The provisional statistics showed that between April 2011 and March 2012, 22,433 major injuries – such as amputations, fractures and burns – to employees were reported, a rate of 89.9 injuries per 100,000 workers, against 24,944 in 2010/11. The average for the past five years is 27,170, it added.

A total of 88,731 other injuries serious enough to keep people off work for four or more days were reported, a rate of 355.5 injuries per 100,000 employees, which was down from 91,742 the previous year. The average for the past five years is 103,627.

An estimated 1.1 million people said they were suffering from an illness caused or made worse by their work, down from 1.2 million in 2010/11.

Of these, 452,000 were new illnesses occurring in the year covered by the research. The average for the past five years was 1.25 million, with an average 554,000 new cases per year, said the HSE.

A total of 173 workers were fatally injured, down from 175 the previous year.

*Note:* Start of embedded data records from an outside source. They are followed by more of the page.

PR #5293, opened 2019-03-11
Bug 1534298, ensure contributeForm exist before adding event listener

schalkneethling:
This solves the initial problem but, I ran into another problem. Once I confirmed that I want to cancel my subscription, I am sent to this URL https://developer.mozilla.org/en-US/payments/recurring/management but, here I get a permission denied error.

Going back to https://developer.mozilla.org/en-US/payments/recurring/management via Edit profile > Manage monthly subscription still shows the subscription.

That might simply be because it is still active, but maybe not? If it is because it is still active, we probably want to look at adding a note that indicates that it is in fact cancelled, and perhaps the date on which the subscription will end.

That is out of scope for this bug though, but thought I would mention it.

@jwhitlock @atopal Thoughts?

@davidflanagan r?

### DIFF
--- a/kuma/static/js/components/payments/focus-visible.js
+++ b/kuma/static/js/components/payments/focus-visible.js
@@ -10,40 +10,45 @@
         this.removeEventListener('focusout', removeFocusVisible);
     }
 
-    // When a keyup event is triggered on the contribute form,
-    contributeForm.addEventListener('keyup', function(event) {
-        var currentTarget = event.target;
-        var targetType = currentTarget.type;
+    if (contributeForm) {
+        // When a keyup event is triggered on the contribute form,
+        contributeForm.addEventListener('keyup', function(event) {
+            var currentTarget = event.target;
+            var targetType = currentTarget.type;
 
-        /* The key pressed was the tab key, or the left or right
-           arrow keys(used to cycle through radio buttons), and the
-           target field type is one of `radio` */
-        if (
-            (event.key === 'Tab' ||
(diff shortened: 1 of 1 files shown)


kuma/static/js/components/payments/focus-visible.js
```diff
@@ -10,40 +10,45 @@
         this.removeEventListener('focusout', removeFocusVisible);
     }
 
-    // When a keyup event is triggered on the contribute form,
-    contributeForm.addEventListener('keyup', function(event) {
-        var currentTarget = event.target;
-        var targetType = currentTarget.type;
+    if (contributeForm) {
```
davidflanagan: Given that the body of this if statement is basically then entire file, consider up at line 4 just adding `if (!contributeForm) return;`

schalkneethling: Doh! only saw this after the merge. That is much better. Additional PR coming your way.

atopal:
> > We need to be more attentive to JS errors in development and production, since they have unpredictable effects when assets are combined.
> 
> @jwhitlock I agree. I also believe we send these to GA? Is there a custom GA query or dashboard I can monitor?

Yes, there is: https://analytics.google.com/analytics/web/#/report/content-event-events/a36116321w64965862p66726481/_r.drilldown=analytics.eventCategory:JavaScript%20Error&explorer-table.plotKeys=%5B%5D

I don't think anyone is looking at that though. Not sure how useful it is. Probably not that useful for low frequency issues.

The average for the past five years has been 196 worker deaths per year.

In terms of industry breakdown, construction (171.8 major injuries per 100,000 employees), agriculture (241 major injuries per 100,000 employees) and waste and recycling (397.6 major injuries per 100,000 employees) remained the country’s accident black spots.

The HSE said the toll of injury and ill health resulted in 27 million working days being lost in 2011/12, an average of 16.8 days per case, with 22.7 million days lost to ill health and 4.3 million days lost to injuries. These figures are up slightly on 2010/11, when 26.4 million working days were lost.

Workplace injuries and ill health – excluding cases of work-related cancer – cost society an estimated £13.4 billion in 2010/11, it added.